Он вдруг увидел жену со спины, – постаревшую, обмякшую, Будто из тела вынули кости. Она шла, перебирая ногами и вытянув руки к поджидавшему холёному мужчине в норковой шубе.
На поминках, устроенных в двухкомнатной квартирке, что снимали Костя с Валей, один за другим говорили Костины товарищи. И хоть понятно, что в таких случаях говорится лишь хорошее, Гулевский с удивлением ощущал, будто говорят не о его сыне, а о ком-то, кого он не знал: общительном, открытом к друзьям, надежном в жизни и в деле человеке.
Подошла Валя. Платок она сняла, и русые, сведенные в кичу волосы придавали её простенькому личику выражение потерянности.
– Илья Викторович, я должна вам показать… – она потянула Гулевского в смежную, крохотную комнатку, подвела к подвешенным над письменным столом книжным полкам, одна из которых – он сразу увидел – была уставлена его книгами: монографиями, пособиями, из-за которых топорщились юридические журналы с его статьями.
– Не знаю, как быть с этим, – неловко произнесла Валя. – Я съезжаю к маме. У неё лишнего места нет. К тому же я-то не юрист. Костя сказал, что собрал все ваши публикации.

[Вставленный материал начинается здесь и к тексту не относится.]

PR #1087, opened 2023-06-27
Use batch DDL for update-vid-model-foreign-keys-and-indexes.sql.

SanjayVas:
Without batch DDL, this changeset takes minutes to apply resulting in the update workflow timing out.


wfa-reviewable:
This change is [Reviewable](https://reviewable.io/reviews/world-federation-of-advertisers/cross-media-measurement/1087)

PR #1094, opened 2023-07-06
Replace use of deprecated event_field message option in test templates.

SanjayVas:


wfa-reviewable:
This change is [Reviewable](https://reviewable.io/reviews/world-federation-of-advertisers/cross-media-measurement/1094)

uakyol (approved):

– Отдай в библиотеку, – невнимательно посоветовал Гулевский.
Валя удивилась:
– Удобно ли? Все-таки дарственные.
«Дарственные»?! – Гулевский потянулся к полке. Снял одну, раскрыл, следом, задрожавшей рукой, – другую, наугад – третью. На титульном листе каждой книги стоял авторский экслибрис: посвящение от отца сыну. «Учись, балбес! Наука ждать не станет». Или – «Моему единственному, любимому сыну – с надеждой и упованием», «Костику от отца – свершая, свершишься».
– Что-то не так? – Валя, заметив, как перекосило его лицо, встревожилась.
– Всё так, – прохрипел Гулевский. Всё было так, за одним исключением. Он не дарил книги сыну и не писал посвящения. Все эти надписи сочинялись самим Костей – ещё в школе сын часами старательно копировал отцовский почерк.
– Долго собирал? – он отвёл глаза, чтоб не выдать себя.
– Всякий раз от вас возвращался с новой книгой.
«Всякий раз»… Полка едва вмещала книги, журналы. Меж тем виделись они с сыном мельком, хорошо, если два раза в год.
Гулевский ухватил себя за глотку, чтоб не зарыдать, но почувствовал, что не в силах сдержать подступившую истерику, и – опрометью бросился из квартиры. Что-то крикнула вслед перепуганная Валя, кто-то пытался удержать его в прихожей, но он вырвался. Кто-то – как будто Егор Судин – с одеждой в руке нагнал на улице – и заставил-таки натянуть пальто и шапку. Хотел проводить. Но Гулевский грубо избавился от навязчивого провожатого, забежал в ближайшую подворотню и, более не сдерживаясь, закричал в голос. Кричал, зажимая рот, чтоб не переполошить тёмный, равнодушный к нему двор, и мерно бился головой о крышку помойки.
Ему сделалось воистину худо.
Только что он потерял сына во второй раз. На кладбище он хоронил человека, рождённого от него, но жившего своей жизнью, своими, чуждыми Гулевскому интересами. Было его безумно жалко. Но все-таки то был родной по крови, но чужой по духу человек. И это несколько смягчало горечь утраты. И вдруг оказалось, что всё не так.
Все эти годы рядом метался лишённый родительской любви мальчишка. Пытавшийся добиться от чёрствого, кичливого отца уважения, заслужить его одобрение. И что встречал? В мозгу Гулевского с фотографической ясностью воспроизводились их редкие встречи, робкие фразы сына, собственные язвительные ответы, колкие насмешки. Чванливый самодур, не способный разглядеть родную, трепетную душу. Как же печёт сердце!
Гулевский рванул рубаху, скребанул ногтями по груди, пытаясь вырвать наружу глухую, яростно грызущую боль. Так в поисках глотка воздуха рвет собственную глотку отравленный газом. Если бы мог, Гулевский разорвал грудь, не колеблясь. Но разорвать было нечем, и на теле остались лишь кривые, сочащиеся полосы.